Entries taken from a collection
··········

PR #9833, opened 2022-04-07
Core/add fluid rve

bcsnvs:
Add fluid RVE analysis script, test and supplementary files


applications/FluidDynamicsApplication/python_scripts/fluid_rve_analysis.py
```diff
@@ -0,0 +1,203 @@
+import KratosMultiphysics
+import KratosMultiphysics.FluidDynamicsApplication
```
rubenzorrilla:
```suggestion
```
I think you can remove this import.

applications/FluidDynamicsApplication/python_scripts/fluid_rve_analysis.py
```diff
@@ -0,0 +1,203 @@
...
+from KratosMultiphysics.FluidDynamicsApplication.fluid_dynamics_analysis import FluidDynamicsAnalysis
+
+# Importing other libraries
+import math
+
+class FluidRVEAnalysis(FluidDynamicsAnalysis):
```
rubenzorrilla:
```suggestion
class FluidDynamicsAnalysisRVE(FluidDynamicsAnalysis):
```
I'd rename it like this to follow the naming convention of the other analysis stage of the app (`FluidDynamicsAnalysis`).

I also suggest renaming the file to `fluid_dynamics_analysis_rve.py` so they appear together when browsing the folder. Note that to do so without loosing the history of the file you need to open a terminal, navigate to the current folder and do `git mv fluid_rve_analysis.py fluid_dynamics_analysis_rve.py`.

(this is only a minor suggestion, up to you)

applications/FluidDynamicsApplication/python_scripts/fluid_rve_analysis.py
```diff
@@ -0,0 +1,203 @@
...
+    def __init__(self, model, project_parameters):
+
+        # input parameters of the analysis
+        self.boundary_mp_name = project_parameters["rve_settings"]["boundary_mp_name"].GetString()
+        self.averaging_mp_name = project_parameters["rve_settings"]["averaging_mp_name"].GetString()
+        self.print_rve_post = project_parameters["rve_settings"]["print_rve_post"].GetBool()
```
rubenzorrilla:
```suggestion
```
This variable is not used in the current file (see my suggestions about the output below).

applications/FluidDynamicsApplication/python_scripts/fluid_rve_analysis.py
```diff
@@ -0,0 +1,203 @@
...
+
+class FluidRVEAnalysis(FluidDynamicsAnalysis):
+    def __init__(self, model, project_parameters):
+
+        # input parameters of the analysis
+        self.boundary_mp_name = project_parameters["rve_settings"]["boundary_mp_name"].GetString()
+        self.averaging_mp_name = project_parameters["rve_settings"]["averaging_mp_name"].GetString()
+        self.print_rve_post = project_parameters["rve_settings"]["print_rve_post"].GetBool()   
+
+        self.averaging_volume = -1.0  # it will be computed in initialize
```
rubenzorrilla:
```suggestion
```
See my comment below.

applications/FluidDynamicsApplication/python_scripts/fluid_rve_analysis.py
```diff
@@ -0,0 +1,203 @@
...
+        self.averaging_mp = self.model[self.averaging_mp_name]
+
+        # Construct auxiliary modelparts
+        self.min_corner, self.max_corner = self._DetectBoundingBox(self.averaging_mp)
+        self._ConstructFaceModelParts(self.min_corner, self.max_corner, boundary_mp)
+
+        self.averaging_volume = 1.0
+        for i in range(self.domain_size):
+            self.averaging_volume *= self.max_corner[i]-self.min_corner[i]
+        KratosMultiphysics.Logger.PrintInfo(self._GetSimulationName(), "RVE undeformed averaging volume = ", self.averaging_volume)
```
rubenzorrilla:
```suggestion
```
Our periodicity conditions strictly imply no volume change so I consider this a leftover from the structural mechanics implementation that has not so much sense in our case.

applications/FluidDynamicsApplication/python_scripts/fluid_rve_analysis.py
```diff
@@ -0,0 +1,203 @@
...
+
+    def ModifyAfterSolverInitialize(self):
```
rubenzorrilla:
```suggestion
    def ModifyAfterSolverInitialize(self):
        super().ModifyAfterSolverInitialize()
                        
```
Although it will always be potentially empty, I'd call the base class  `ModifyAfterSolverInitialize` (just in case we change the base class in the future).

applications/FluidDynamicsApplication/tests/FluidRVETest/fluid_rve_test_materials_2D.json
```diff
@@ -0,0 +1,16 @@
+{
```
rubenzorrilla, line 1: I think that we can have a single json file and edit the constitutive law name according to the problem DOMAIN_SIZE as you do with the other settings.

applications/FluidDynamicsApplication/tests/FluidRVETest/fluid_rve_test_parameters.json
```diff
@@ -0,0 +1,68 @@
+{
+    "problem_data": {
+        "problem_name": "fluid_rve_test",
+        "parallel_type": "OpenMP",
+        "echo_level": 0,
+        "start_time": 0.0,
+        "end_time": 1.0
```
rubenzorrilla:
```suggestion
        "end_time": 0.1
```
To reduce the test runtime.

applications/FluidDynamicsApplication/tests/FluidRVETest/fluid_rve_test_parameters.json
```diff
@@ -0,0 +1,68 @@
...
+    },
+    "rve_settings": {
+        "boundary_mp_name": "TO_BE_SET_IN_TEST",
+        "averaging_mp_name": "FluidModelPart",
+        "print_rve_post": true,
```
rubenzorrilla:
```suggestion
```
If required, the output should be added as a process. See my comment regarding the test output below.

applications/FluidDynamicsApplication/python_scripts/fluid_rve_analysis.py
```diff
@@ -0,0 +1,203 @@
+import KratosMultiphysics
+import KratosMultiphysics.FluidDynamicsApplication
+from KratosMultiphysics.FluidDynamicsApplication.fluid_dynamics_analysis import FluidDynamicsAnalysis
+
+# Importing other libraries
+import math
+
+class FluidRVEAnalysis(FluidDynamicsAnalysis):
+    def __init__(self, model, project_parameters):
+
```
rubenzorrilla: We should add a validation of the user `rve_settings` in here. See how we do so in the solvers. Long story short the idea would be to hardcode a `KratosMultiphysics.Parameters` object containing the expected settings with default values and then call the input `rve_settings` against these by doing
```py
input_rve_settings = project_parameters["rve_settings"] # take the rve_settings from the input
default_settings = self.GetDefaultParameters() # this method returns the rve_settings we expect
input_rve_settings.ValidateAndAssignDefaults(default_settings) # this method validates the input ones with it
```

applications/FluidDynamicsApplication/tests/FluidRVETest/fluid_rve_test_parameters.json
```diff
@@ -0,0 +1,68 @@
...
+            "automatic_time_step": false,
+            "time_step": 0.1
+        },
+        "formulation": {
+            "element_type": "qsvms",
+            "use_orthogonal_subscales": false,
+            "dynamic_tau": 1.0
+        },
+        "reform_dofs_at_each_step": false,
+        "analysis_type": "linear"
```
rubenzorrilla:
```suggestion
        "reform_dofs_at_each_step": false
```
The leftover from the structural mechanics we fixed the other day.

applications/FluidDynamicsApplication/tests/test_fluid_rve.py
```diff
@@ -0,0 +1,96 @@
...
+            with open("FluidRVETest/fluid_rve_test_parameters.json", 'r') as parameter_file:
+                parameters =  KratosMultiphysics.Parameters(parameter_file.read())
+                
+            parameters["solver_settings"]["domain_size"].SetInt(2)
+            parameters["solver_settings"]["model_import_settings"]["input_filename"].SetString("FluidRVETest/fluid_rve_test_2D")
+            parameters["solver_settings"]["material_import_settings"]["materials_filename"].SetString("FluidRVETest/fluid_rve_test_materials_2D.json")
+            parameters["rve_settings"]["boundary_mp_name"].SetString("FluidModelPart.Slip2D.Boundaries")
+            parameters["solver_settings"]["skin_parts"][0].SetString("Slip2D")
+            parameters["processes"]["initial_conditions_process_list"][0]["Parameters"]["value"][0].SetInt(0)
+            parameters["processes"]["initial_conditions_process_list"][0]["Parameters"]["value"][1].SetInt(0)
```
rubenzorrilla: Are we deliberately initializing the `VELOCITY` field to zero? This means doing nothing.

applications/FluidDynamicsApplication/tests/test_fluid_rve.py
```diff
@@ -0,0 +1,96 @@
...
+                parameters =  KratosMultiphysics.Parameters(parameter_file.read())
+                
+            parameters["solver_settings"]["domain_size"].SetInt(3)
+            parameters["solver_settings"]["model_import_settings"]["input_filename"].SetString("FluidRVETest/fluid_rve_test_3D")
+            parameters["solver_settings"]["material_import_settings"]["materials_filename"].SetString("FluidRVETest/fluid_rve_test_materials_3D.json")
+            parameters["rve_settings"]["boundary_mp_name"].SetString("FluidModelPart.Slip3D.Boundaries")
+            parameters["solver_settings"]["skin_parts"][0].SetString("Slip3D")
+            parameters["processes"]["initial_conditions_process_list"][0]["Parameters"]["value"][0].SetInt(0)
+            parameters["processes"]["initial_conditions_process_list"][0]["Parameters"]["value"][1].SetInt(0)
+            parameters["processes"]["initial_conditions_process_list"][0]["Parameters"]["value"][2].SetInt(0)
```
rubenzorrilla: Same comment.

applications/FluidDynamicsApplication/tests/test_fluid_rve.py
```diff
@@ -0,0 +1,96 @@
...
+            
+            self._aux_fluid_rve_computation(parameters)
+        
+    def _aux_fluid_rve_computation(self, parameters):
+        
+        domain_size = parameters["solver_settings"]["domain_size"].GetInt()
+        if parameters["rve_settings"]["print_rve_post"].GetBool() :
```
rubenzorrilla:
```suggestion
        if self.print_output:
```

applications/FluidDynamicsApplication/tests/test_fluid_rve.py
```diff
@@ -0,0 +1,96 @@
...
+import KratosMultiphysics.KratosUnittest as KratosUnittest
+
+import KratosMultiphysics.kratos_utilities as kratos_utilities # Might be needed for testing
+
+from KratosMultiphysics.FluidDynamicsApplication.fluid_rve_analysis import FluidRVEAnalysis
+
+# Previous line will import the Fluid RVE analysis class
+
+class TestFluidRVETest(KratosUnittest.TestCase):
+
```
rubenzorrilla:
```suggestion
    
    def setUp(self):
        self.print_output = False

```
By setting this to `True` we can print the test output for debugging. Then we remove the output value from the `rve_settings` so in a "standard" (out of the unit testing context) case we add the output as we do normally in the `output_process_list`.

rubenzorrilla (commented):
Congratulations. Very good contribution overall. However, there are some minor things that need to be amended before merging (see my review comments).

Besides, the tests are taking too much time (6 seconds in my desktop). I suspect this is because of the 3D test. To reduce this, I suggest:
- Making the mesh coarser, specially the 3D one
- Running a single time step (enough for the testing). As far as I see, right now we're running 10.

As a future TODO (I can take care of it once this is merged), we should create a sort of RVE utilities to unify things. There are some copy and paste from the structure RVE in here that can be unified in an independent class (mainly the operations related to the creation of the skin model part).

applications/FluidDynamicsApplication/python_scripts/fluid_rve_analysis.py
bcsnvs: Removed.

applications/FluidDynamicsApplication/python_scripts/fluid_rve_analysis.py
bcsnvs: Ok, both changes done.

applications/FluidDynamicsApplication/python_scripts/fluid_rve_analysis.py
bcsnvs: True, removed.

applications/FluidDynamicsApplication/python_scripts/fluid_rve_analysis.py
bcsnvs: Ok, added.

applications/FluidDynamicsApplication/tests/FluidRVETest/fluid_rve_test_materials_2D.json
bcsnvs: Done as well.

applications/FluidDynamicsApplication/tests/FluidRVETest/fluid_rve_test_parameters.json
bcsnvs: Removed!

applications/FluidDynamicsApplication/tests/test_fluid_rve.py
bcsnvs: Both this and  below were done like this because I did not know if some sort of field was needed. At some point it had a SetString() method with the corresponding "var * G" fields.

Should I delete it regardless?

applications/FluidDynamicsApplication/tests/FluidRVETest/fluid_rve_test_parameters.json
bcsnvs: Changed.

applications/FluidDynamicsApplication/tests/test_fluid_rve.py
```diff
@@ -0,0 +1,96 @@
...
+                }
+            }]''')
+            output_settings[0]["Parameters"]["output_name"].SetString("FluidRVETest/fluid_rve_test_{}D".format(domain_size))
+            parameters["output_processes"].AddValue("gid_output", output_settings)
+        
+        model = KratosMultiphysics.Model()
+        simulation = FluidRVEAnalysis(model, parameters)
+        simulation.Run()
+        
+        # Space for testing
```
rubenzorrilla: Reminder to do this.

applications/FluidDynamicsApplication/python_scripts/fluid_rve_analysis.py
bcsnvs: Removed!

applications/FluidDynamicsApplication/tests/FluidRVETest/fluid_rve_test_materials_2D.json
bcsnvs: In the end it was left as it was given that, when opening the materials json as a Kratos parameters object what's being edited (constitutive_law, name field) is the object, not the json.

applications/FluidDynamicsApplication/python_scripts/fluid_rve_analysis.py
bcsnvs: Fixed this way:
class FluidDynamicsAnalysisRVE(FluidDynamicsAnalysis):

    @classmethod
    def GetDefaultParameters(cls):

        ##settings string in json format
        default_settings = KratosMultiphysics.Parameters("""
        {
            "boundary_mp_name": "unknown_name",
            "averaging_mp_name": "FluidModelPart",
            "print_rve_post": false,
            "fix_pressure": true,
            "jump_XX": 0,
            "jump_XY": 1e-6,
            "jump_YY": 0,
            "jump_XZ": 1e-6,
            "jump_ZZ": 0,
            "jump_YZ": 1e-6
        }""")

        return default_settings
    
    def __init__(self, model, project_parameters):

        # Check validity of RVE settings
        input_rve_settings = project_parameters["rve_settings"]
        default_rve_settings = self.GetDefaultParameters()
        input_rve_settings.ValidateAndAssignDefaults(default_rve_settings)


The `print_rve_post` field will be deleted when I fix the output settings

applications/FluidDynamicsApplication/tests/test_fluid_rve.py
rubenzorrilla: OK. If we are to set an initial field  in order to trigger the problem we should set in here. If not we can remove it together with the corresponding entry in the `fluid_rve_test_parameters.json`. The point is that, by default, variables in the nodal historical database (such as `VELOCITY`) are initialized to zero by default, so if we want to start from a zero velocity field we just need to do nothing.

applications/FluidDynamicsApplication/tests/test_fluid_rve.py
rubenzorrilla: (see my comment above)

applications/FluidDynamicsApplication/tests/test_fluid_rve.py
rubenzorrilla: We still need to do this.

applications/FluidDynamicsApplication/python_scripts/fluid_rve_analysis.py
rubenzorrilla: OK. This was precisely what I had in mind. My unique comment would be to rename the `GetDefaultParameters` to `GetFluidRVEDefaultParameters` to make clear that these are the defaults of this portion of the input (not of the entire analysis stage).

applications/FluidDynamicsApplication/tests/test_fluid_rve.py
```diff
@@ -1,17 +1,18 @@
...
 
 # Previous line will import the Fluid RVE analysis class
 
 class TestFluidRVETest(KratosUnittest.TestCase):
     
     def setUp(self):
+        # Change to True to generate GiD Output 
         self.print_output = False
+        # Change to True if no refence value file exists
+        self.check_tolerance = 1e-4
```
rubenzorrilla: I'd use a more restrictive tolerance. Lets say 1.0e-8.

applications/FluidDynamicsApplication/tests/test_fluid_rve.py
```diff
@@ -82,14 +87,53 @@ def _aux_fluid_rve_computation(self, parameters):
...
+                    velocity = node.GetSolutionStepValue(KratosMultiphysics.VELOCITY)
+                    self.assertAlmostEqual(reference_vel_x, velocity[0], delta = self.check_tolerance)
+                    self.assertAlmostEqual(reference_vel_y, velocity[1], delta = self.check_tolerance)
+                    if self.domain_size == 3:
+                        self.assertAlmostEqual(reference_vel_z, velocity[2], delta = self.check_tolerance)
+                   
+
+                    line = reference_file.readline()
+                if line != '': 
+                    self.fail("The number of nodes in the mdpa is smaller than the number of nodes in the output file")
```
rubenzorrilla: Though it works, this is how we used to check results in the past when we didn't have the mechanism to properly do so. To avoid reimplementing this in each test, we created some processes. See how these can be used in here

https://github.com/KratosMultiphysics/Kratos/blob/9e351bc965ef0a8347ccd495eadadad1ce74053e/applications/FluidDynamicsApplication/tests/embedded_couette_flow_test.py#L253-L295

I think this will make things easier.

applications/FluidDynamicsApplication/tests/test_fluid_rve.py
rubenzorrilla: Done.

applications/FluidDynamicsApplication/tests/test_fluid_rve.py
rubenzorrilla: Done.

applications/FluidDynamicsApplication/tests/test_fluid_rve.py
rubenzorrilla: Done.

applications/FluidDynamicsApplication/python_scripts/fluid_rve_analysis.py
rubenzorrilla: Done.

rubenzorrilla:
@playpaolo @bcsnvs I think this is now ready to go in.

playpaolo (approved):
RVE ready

··········

Find all lines in the records that hold the word "just". Copy them.

**Response box:**
Although it will always be potentially empty, I'd call the base class  `ModifyAfterSolverInitialize` (just in case we change the base class in the future).
rubenzorrilla: OK. If we are to set an initial field  in order to trigger the problem we should set in here. If not we can remove it together with the corresponding entry in the `fluid_rve_test_parameters.json`. The point is that, by default, variables in the nodal historical database (such as `VELOCITY`) are initialized to zero by default, so if we want to start from a zero velocity field we just need to do nothing.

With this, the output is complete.